Scenario 2: No spouse, children inherit everything

When the second spouse dies and leaves their estate to children living overseas, you should be aware that:

  • There is no deduction for an amount left to a spouse acting as cushion, so the estate may have more immediate tax and cost pressures before the children can be paid.
     
  • If the estate has poor liquidity (cash in the estate), the children may wait longer for their inheritance, the estate may be forced to sell assets, or the inheritances may be reduced simply because the estate must first “find cash”.

Practical move: Build a simple liquidity plan. Consider what could get sold first. What must not be sold? This is often the difference between a smooth transfer and a drawn-out family fight.

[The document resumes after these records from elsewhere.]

Issue #2101, opened 2019-07-30
"clear all variables" menu item doesn't actually clear all the variables...


bcolloran:
i just noticed that the "clear all variables" menu item clears the variables out of the redux store (because they disappear from the "workspace pane), but the  variables remain in the eval frame JS scope (so for example you can still reference them in code or from the console)

PR #2621, opened 2020-01-10
Move "clear declared variables" to workspace pane

wlach:
After doing this, it is a bit unclear to me whether we should keep this
functionality or just remove it altogether -- it's a bit of a footgun,
doesn't work as advertised (e.g. #2101) and doesn't seem that useful even
on its own terms (I have never actually tried to use it outside of testing
this PR). But in any case, this seems like a more logical place for the action
than the menu.


wlach:
Exciting screen shot:

image

wlach:
We talked about this in today's iodide meeting. tl;dr is that this feature needs a re-think, best to just take this feature out altogether for now. Will try to get to that soon.

wlach:
Actually let's just close this

PR #2676, opened 2020-02-10
Allow creation of new or tryit notebook from iomd template

### LINKED ISSUE #2565: Add a simplified way of creating notebooks with no authentication credentials
We added the capability for services to create notebook on a user's behalf in #, but it's a little bit of a pain to set up: administrative effort is required to configure both the iodide server and the service creating the notebook to use a special key.

It would be nice if we could just do everything on the client, wouldn't it? I originally thought this was intractable, but have since come up with an approach that I think is secure:

1. Allow notebooks to be owned by *no user* initially and allow anonymous creation of notebooks of this kind
2. Allow notebooks to be addressed by a unique hash of their id (maybe using https://github.com/nshafer/django-hashid-field) in addition to (at first) their numeric id. Anonymous notebooks can only be viewed by using their hash (which is returned when they are created)
3. When an anonymous notebook is viewed by a logged in user, it will automatically be claimed. When it is viewed by an unauthenticated one (only applicable to public sites like alpha.iodide.io), it will show the usual message about needing to be logged in to save your changes.

So in this case, to add an "open in iodide button" to a web app (or a web extension), you would do something like:

1. POST a new notebook owned by no user. Get the content of the notebook back, including the hash id (which should be known only to the person creating the notebook)
2. Open a new tab at (e.g. iodide.telemetry.mozilla.org/notebooks/&lt;hash id&gt;/)

This should be resilient against the following types of attacks:

1. Users won't be able to claim/view notebooks they didn't create (since they won't have the hash)
2. On a server where we require authentication (e.g. iodide.telemetry.mozilla.org), we can allow anonymous creation of notebooks with low risk (creating a notebook doesn't grant access to any other resources)

With this in place, we should be able to easily add "explore this dataset in iodide" buttons to all our telemetry tools, including ones that use static frontends. No auth credential setup required.

/cc @jezdez @openjck @hamilton , I'm curious what you think of this idea. I may give it a shot in the next couple weeks if there aren't any glaring flaws with it.

wlach:
Partially fixes #2565, currently this is limited to creating a notebook with a specific iomd-- ideally we would also allow attaching files to the payload as well, but that will require handling these as POST requests (which is considerably more technically involved)

This also needs tests and documentation.

### Pull Request checklist

### DIFF
--- a/CHANGELOG.md
+++ b/CHANGELOG.md
@@ -1,5 +1,8 @@
 # (Unreleased; add upcoming change notes here)
 
+- Can now specify notebook iomd via a URL parameter with new or
+  tryit endpoints (fixes #2565) (#2676)
+
 # 0.18.0 (2020-01-22)
 
 - Center "Help" and "Play" icons in some browsers (fixes #2567) (#2570)
--- a/server/notebooks/views.py
+++ b/server/notebooks/views.py
@@ -128,18 +128,31 @@ def notebook_revisions(request, pk):
     )
 
 
+def _get_new_notebook_content(iomd):
+    if iomd:
+        return iomd
+    # default is to create a new notebook from our default template
+    return get_template("new_notebook_content.iomd").render()
+
+
+def _get_iomd_params(iomd):
+    if iomd:
+        return f"?iomd={urllib.parse.quote_plus(iomd)}"
+    return ""
+
+
 @ensure_csrf_cookie
 def new_notebook_view(request):
+    iomd = request.GET.get("iomd")
     if not request.user.is_authenticated:
-        return redirect(reverse("try-it"))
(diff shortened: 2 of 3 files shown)


wlach:
Put this PR on staging, here's an example of it in action: https://definitely-staging.iodide.io/tryit/?iomd=%25%25%20md%0A%0AHi%20this%20is%20a%20markdown%20cell%21%0A%0A%25%25%20js%0A%0A%2F%2F%20Oh%20hai%20this%20is%20a%20js%20cell%0Avar%20x%20%3D%20123%3B%0Ax%20%2F%203.14

wlach:
Added tests and changelog, I think I'm going to skip documentation of this feature for now.

PR #2690, opened 2020-02-17
allow pre-attached template and data file (#issue2681)

Ralts1337:
Adds a function that returns a iodide page with customized template file and data
parameter: httpPostRequest
returns: iodide Django view with data attached to customized template.

file uploads must be done through POST like this:
<form action= " addressToIodide/customize">:
<input name = "template"> for template file  
<input name = "data"> for data file

### Pull Request checklist

### DIFF
--- a/server/notebooks/templates/notebook_uploaded_files.html
+++ b/server/notebooks/templates/notebook_uploaded_files.html
@@ -7,7 +7,11 @@
 <div id="notebook-header"></div>
 <div id="editor-react-root"></div>
 <script id="iomd" type="text/iomd">{{ iomd|escape }}</script>
-<script id="file0" type="text">{{datafile|safe}}</script>
+
+{% for data in datalist %}
+<script id="file{{forloop.counter0}}" type="text">{{data|safe}}</script>
+{% endfor %}
+
 <iframe
   id="eval-frame"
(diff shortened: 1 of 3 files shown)


server/notebooks/views.py
```diff
@@ -186,3 +187,36 @@ def tryit_view(request):
...
+        
+        postedTemplate = request.FILES['template']
+        postedData = request.FILES['data']
+    
+        template = postedTemplate.read().decode()
+        data = postedData.read().decode()
+
+        iomd = template + data
+
+        return render(
```
wlach: This doesn't look right to me. What I'd expect is a response that looks like this:

```html
<script id="iomd" type="text/iomd">%% md
example md content
</script>
<script id="file0" type="application/json">
{
 "a": 1,
 ...
}
</script>
```

Putting the response into the script tag will let us easily extract and process the response into a file from javascript.

server/notebooks/templates/notebook_uploaded_files.html
```diff
@@ -0,0 +1,29 @@
+{% extends "base.html" %}
```
wlach: I think we can use the existing `notebook.html` template here with a few adjustments-- see my branch for details.

(but don't worry about making this change, I can do it when I merge your changes in)

PR #2707, opened 2020-02-23
Always show clear history

cglotr:
Always show the "Clear history" button in the _Console_ dropdown.

In my opinion, hiding the "Clear history" button is a bad UX since:
- It changes the user expectation of the dropdown. Let say the user opens the dropdown when the history is empty, the user will put in his/her mind that the last button in the dropdown is some button. When the user opens the dropdown again, his/her expectation should be that the last button is the same button. But, depending on the history the user expectation will be violated. Also, it's hard to establish a habit since the brain needs to figure out the pattern first. If the dropdowns remain the same, it's much more intuitive & easier for the brain to develop a habit. For example, some developers liked _clearing_ an already _cleared_ console since they developed that habit.
- It makes it hard for new users to discover the "Clear history" functionality.

### Pull Request checklist

### DIFF
--- a/CHANGELOG.md
+++ b/CHANGELOG.md
@@ -2,6 +2,7 @@
 
 - Can now specify notebook iomd via a URL parameter with new or
   tryit endpoints (fixes #2565) (#2676)
+- "Clear history" button is always shown in the Console dropdown
 
 # 0.18.0 (2020-01-22)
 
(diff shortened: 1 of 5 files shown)


cglotr:
My pleasure to contribute too & thanks for the merge :) @wlach

PR #2727, opened 2020-03-06
Temporary files + files in template strings

### LINKED ISSUE #2680: Allow attaching files to a trial notebook
For the purposes of experimentation, it would be nice to allow users to attach/use files with a trial notebook. Obviously we can't *actually* add the files to the notebook, since we don't have permissions to do so, but we could probably fake it by adding a cached copy of the files and then uploading them if/when the user logs in and saves the notebook.

Off the top of my head, I think this would have several parts:

* keeping an optional data structure in the redux store of "unuploaded files" (with virtual urls + content)
* adding a user interface element to the files dialog to add these files (and displaying them if they are present)
* modifying the fetch cell to retrieve the contents from the data structure if they are unuploaded

wlach:
WIP - this is a bit of a giant pull request

* Refactor files modal to use redux
* Allow "uploading" unpersisted files to a notebook you don't own (fixes #2680)
* Probably a bunch of other junk I've forgotten about

### Pull Request checklist

### DIFF
--- a/server/notebooks/templates/notebook.html
+++ b/server/notebooks/templates/notebook.html
@@ -20,5 +20,8 @@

B. Use the 2026 Budget changes to reduce friction where you can

The latest Budget left the capital gains tax (CGT) inclusion rates (the percentage of the taxable gain that is added to taxable income) the same, but key exclusions were increased:

  • The annual CGT exclusion is now R50 000, and

  • The year‑of‑death exclusion is now R440 000, and

  • The primary residence exclusion now R3 000 000.

Why this matters: Death triggers a CGT event, and these exclusions can reduce the tax drag that otherwise eats liquidity.


C. Align assets to outcomes (make “easy assets” do the heavy lifting)

If you know heirs are overseas, consider structuring your estate so that at least some value pays out cleanly:

  • Up‑to‑date beneficiary nominations on qualifying policies/investments (where appropriate) can speed up an offshore payout because it does not rely entirely on selling estate assets first.
     
  • Keep a clear record of contracts, policy schedules and provider contact details. Missing paperwork is a silent delay multiplier.

 

3. What heirs need to know 

In order to make inheriting easy, heirs need to know that their tax residency status recorded with the South African Revenue Service (SARS) affects everything.

South Africa taxes residents on worldwide income, and non‑residents on South African‑sourced income.

If the child has truly moved and settled abroad, it is often worth ensuring their status is properly reflected and their SARS affairs are compliant, because exchange control processes commonly rely on clean, provable status.

Rent is a cross-border tax issue

If the heirs retain property in South Africa and rent it out, South Africa will generally treat the rent as South African‑sourced income, so it sits on SARS’s radar even if the heirs are non‑resident. The rent becomes a cross-border tax issue.

Then the heir’s new country may also tax them on that rental income (often with foreign tax credits).


Action plan (practical next step)

If your children live abroad, do not wait for a family death to discover the bottlenecks. Ask your fiduciary/tax team for planning that includes:

A liquidity map (what assets will pay the costs, what gets sold, what must be kept).

A list of which assets can pay directly to beneficiaries and which must flow through the estate.

A simple status checklist for each child: their country of residence, their SARS residency position and what documents the bank will need to make the offshore payment.